The same applies to function arguments. If a function argument is a reference, it means it's another name for the object that was passed to the function. Modifying the reference is the same as modifying the object that was passed to the function.
Say that I have a vector, v,
vector <int> v = {0,1,2,...n};
What is the proper way to loop through v in a function taking a pointer to v as an argument? I can see two ways, either dereference the vector using (*) or using the .at() member:
void foo(vector <int>* v)
{
for (auto& el : (*v))
bar(el);
}
or
void foo(vector <int>* v)
{
for (int k = 0; k < n; k++)
bar(v->at(k));
}
Is there any difference between the two? Or is there another, superior, way to do it? It seems to me the second one would dereference the full vector object each iteration to get a single value, which seems like a bit of an over-kill, surely it would be better to only dereference the value at the memory location you want?

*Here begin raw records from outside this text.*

PR #3226, opened 2026-04-16
fix(transcription): honor api_base for OpenAI transcription provider

mohamed-elkholy95:
## Summary

Completes the symmetry left by #3214 for the OpenAI transcription backend.

`ChannelManager._resolve_transcription_base()` already returns `providers.openai.api_base`, but:

1. `BaseChannel.transcribe_audio()` instantiated `OpenAITranscriptionProvider` without forwarding `transcription_api_base`
2. `OpenAITranscriptionProvider.__init__` did not accept `api_base` — URL was hardcoded

The Groq path was wired end-to-end in #3214; the OpenAI path silently dropped the resolved base URL. This PR closes that gap so self-hosted OpenAI-compatible Whisper endpoints (LiteLLM, vLLM, proxies) configured via `config.json` work for both backends.

## Changes

- `nanobot/providers/transcription.py` — `OpenAITranscriptionProvider.__init__` accepts `api_base` with `OPENAI_TRANSCRIPTION_BASE_URL` env fallback, matching the pattern established for Groq in #3214.
- `nanobot/channels/base.py` — `transcribe_audio()` forwards `self.transcription_api_base` to the OpenAI provider.
- `tests/channels/test_channel_plugins.py` — three new tests mirroring the existing Groq coverage:
  - Manager propagation when `transcription_provider="openai"`
  - `BaseChannel.transcribe_audio` passes `api_base` to the OpenAI provider
  - `OpenAITranscriptionProvider` default vs explicit `api_base`

## Backward compatibility

Fully backward-compatible. When `api_base=None` and the env var is unset, the default `https://api.openai.com/v1/audio/transcriptions` is used.

## Test plan

- [x] `pytest tests/channels/test_channel_plugins.py` — 39 passed
- [x] `pytest tests/providers tests/channels` — 622 passed, 3 skipped
- [x] `ruff check` on changed files — clean on my additions (pre-existing I001 in unrelated tests left untouched per "focused patches" guideline)

## Refs

- Closes part of #3213 (OpenAI side; Groq side fixed in #3214)
- Follow-up to #3214

PR #3253, opened 2026-04-17
fix(transcription): retry Whisper calls on transient failures

elkaix:
## Summary
- A single 502/503 from the Whisper endpoint — or a flaky network between the agent and OpenAI/Groq — currently swallows the error and returns \`\"\"\`. The voice message becomes indistinguishable from silence.
- This PR retries transient failures with exponential backoff (1s → 2s → 4s, up to 3 retries) and keeps non-transient errors short-circuiting on the first attempt so misconfigured keys don't burn rate-limit quota.

## Changes
- \`nanobot/providers/transcription.py\` — new \`_post_transcription_with_retry\` helper used by both \`OpenAITranscriptionProvider\` and \`GroqTranscriptionProvider\`. Retries on \`TimeoutException\`, \`ConnectError\`, \`ReadError\`, \`WriteError\`, \`RemoteProtocolError\`, and HTTP \`408/429/500/502/503/504\`. Other errors (auth, 4xx body issues, JSON failures) return \`\"\"\` immediately.
- \`tests/providers/test_transcription.py\` — 10 new cases: 5xx retry, 429 retry, connect-error retry, exponential-backoff schedule, auth-error no-retry (for each provider), gives-up-after-max, plus regressions for missing key / missing file.

## Backward compatibility
- Callers unchanged; \`transcribe()\` still returns the transcript or \`\"\"\` on failure.
- Both providers previously opened the file inside a \`with\` block and passed the handle to \`httpx\`. The helper now reads the bytes up front so each retry gets a fresh request body — no difference for well-formed audio uploads (typically a few MB).
- Timeout remains 60 s per attempt, matching the previous single-attempt ceiling.

## Test plan
- [x] \`uv run pytest tests/providers/test_transcription.py\` — 10/10 pass
- [x] \`uv run pytest tests/providers tests/channels\` — 657 pass, 3 skipped, 0 fail
- [x] \`uv run ruff check\` + \`ruff format --check\` clean on changed files
- [x] End-to-end in a running container: confirmed baseline silent failure on 503, and post-fix: 503→200 recovers, ConnectError→200 recovers (Groq path), persistent 503 gives up after 4 attempts with \`[1.0, 2.0, 4.0]\` delays, 401 fails fast with 1 call.

## Refs
- Follow-up to #3226 (which fixed the api_base propagation) — same provider, next papercut.

### DIFF
--- a/nanobot/providers/transcription.py
+++ b/nanobot/providers/transcription.py
@@ -26,7 +26,7 @@ _RETRYABLE_EXCEPTIONS = (
 async def _post_transcription_with_retry(
     url: str,
     *,
-    api_key: str,
+    api_key: str | None,
     path: Path,
     model: str,
     provider_label: str,
@@ -115,8 +115,6 @@ async def _post_transcription_with_retry(
                 )
                 return ""
             return payload.get("text", "")
-
-    return ""
 
 
 class OpenAITranscriptionProvider:
--- a/nanobot/providers/transcription.py
+++ b/nanobot/providers/transcription.py
@@ -1,10 +1,122 @@
 """Voice transcription providers (Groq and OpenAI Whisper)."""
 
+import asyncio
 import os
 from pathlib import Path
 
 import httpx
 from loguru import logger
+
+# Up to 3 retries (4 attempts total) with exponential backoff on transient
+# failures. Whisper endpoints occasionally return 502/503 under load, and
+# mobile-network transcription callers hit sporadic connect/read errors.
+# Without this, a voice message silently becomes the empty string.
+_MAX_RETRIES = 3
+_BACKOFF_S = (1.0, 2.0, 4.0)
+_RETRYABLE_STATUS = {408, 429, 500, 502, 503, 504}
+_RETRYABLE_EXCEPTIONS = (
+    httpx.TimeoutException,
+    httpx.ConnectError,
+    httpx.ReadError,
+    httpx.WriteError,
+    httpx.RemoteProtocolError,
+)
+
+
+async def _post_transcription_with_retry(
+    url: str,
+    *,
+    api_key: str,
+    path: Path,
+    model: str,
+    provider_label: str,
+    language: str | None = None,
+) -> str:
+    """POST an audio file for transcription, retrying on transient errors.
+
+    Retries on connect/read/timeout failures and on 408/429/5xx responses.
+    Other errors (including 4xx such as 401/403) return "" immediately — the
+    caller's config is wrong and retrying only wastes quota.
+
+    When ``language`` is provided, it is forwarded as the ``language``
+    multipart field on every attempt (the dict is rebuilt per attempt so the
+    same field is present on retries).
+    """
+    try:
+        data = path.read_bytes()
+    except OSError as e:
+        logger.error("{} transcription error: cannot read audio file: {}", provider_label, e)
+        return ""
+    headers = {"Authorization": f"Bearer {api_key}"}
+
+    async with httpx.AsyncClient() as client:
+        for attempt in range(_MAX_RETRIES + 1):
+            files = {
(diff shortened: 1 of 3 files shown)


mohamed-elkholy95:
Quick context note in case the diff invites a "why a parallel retry implementation?" question — the project already has `LLMProvider._run_with_retry` (with the explicit comment at `nanobot/providers/anthropic_provider.py:51` to "keep retries centralized in `LLMProvider._run_with_retry` to avoid retry amplification"), so adding a second retry helper deserves a justification:

- `OpenAITranscriptionProvider` and `GroqTranscriptionProvider` are standalone classes (`nanobot/providers/transcription.py:10` and `:44`), not `LLMProvider` subclasses.
- `_run_with_retry` is typed `Callable[..., Awaitable[LLMResponse]] -> LLMResponse` (`base.py:696-704`), and its retry policy is keyed off `LLMResponse.error_should_retry` / `error_retry_after_s` / `finish_reason == "error"` (`base.py:296-302`). Transcription returns a plain `str`, has no `LLMResponse` to populate, and the provider-side metadata `_run_with_retry` keys off doesn't exist.
- Reusing it would mean either shoehorning transcription into an `LLMResponse` round trip or extracting a transport-agnostic policy primitive — both are larger refactors than the bug fix this PR addresses (Whisper sometimes 502s, currently silently turns voice messages into `""`).

Happy to do the extraction (lift the policy out of `_run_with_retry` into a transport-agnostic helper that both layers consume) if you'd prefer that direction — just wanted to surface the tradeoff so the parallel-retry shape doesn't read as me ignoring the centralization convention.

chengyongru:
Thanks for the PR — retry on transient errors is a real improvement for Whisper reliability. The shared helper approach and test coverage look solid.

One thing that needs addressing before merge:

**`language` parameter will still be lost after rebase**

The PR branch predates the `language` parameter addition on nightly. After rebase, `__init__` will pick up `self.language`, but `transcribe()` gets replaced by a call to `_post_transcription_with_retry` — and the helper doesn't accept or forward `language`. So `self.language` would exist but never be used.

Nightly has this in both providers:
```python
if self.language:
    files["language"] = (None, self.language)
```

Could you thread `language` through the helper and include it in the `files` dict when present?

mohamed-elkholy95:
Thanks for the review — addressed and pushed at `74a445e`.

**`language` threaded through `_post_transcription_with_retry`.** The multipart `files` dict is now rebuilt inside the per-attempt loop, so when a caller sets `self.language` the `language` field is sent on **every** attempt, including retries — not just the first. Verified at the wire layer with `httpx.MockTransport`: a 503→200 sequence with `language="en"` shows `name="language"` and the value `en` in the multipart body of both attempts. The corresponding regression test is `tests/providers/test_transcription.py::test_language_survives_retry` (extends to 4 attempts on the persistent-503 give-up path as well).

While in this area I also:

- Parameterized the retry coverage across every advertised transient status (`408, 429, 500, 502, 503, 504`) and exception (`TimeoutException, ConnectError, ReadError, WriteError, RemoteProtocolError`) so the contract is pinned test-side.
- Guarded the success path: `response.json()` failures and non-dict payloads now log once and short-circuit to `""` rather than escaping the helper unhandled.
- Restored the nightly contract for `OSError` / `PermissionError` on the audio file read — the helper hoists `read_bytes()` above the retry loop (so retries don't re-read the same bytes), and the read is now wrapped to short-circuit cleanly.
- Moved two transcription-provider imports in `tests/channels/test_channel_plugins.py` from mid-file to the module-level import block (E402).

Diff is `+430 / -46` across 3 files, single commit, full test suite green (2303 passed, 1 skipped). The upstream `language` tests in `tests/channels/test_channel_plugins.py` (parameterized over both providers) pass against the rebased helper.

Pointer will be dereferenced in both cases. However at performs range checking and throws an exception if it fails so second approach will be slower.
A proper approach may look like this:
void foo(::std::vector<int> & v)
{
for(auto & el: v)
{
bar(el);
}
}
Since your code assumes that pointer is always valid there is not a single reason to use it instead of a reference. See Cpp Core Guidelines.